Quick on the heels of the most recent sand storm–lately referred to as a haboob–citizens of the Phoenix, Arizona area are drawing attention to what some believe is the surreptitious addition of a foreign word to the English language.
Just days after the dust settled (literally), a new storm was brewing–in the form of protests. Angry residents formed picket lines outside the local offices of the National Oceanic and Atmospheric Administration, demanding that the agency go back to using the term “sand storm.”
Over 150 protesters turned out in the 100-plus degree midday heat yesterday to call attention to what they claim is an “erosion of our language.” Many were carrying signs and placards, with captions like “we don’t like funy words.” (sic) Others just showed up in front of NOAA’s headquarters to voice their outrage over what they say is a confusing and alien-sounding word with no place in the American vocabulary.
“Why do we need some Arab word to describe something that is pure Arizona?,” shouted a man through a bullhorn. “We like our dust devils just fine the way they are!”
“I don’t want my children learning some word that has “boob” in it,” said a large, 30-ish woman on a scooter, holding a sign. “It’s un-American!”
Within minutes, the lively crowd erupted into a chant: “Read our lips, no new words! Read our lips, no new words!…”
Several drivers honked as they drove by the noisy group. Others just stared out the windows with bewildered looks on their faces.

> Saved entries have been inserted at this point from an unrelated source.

PR #7054, opened 2021-06-16
Allow deleting Workspace folders

njohner:
With this pull request we enable deleting workspace folders. 
- To allow clean recursive precondition checks, we refactor deletion to use adapters, so that different object types can easily implement different preconditions for deletion.
- We rename the existing delete actions. `delete_workspace_document` was used both as a `folder_button` and as an `object_button` and as a `folder_action`. It does not make sense to introduce a new `folder_action`, as they are anyway called on selected children of a container, of mixed types. Instead the action was renamed to `delete_workspace_content` and applies now for both documents and workspace folders. Similarly the `delete_workspace_document` folder button was renamed to `delete_workspace_context` as is also available for both workspace documents and folders.
- We also fix deletion of E-mails which was not possible until now.
- We now only allow deleting trashed objects

For https://4teamwork.atlassian.net/browse/CA-981

## Checklist

- [x] Changelog entry

- API change:
  - If breaking:
    - [ ] api-change label added
- New functionality:


opengever/workspace/delete.py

According to Phoenix police, the demonstrators went about their protest rather peacefully, with no arrests made. The assembly lasted just over an hour, long enough for the people to realize it wasn’t such a great idea to stand out there in the scorching sun. One by one, they gradually shuffled over to a nearby bar for drinks.
Meanwhile, a counter-demonstration of a half dozen English teachers had assembled across the street, in support of the new word and protesting the protesters’ apparent inability to spell or form a coherent statement.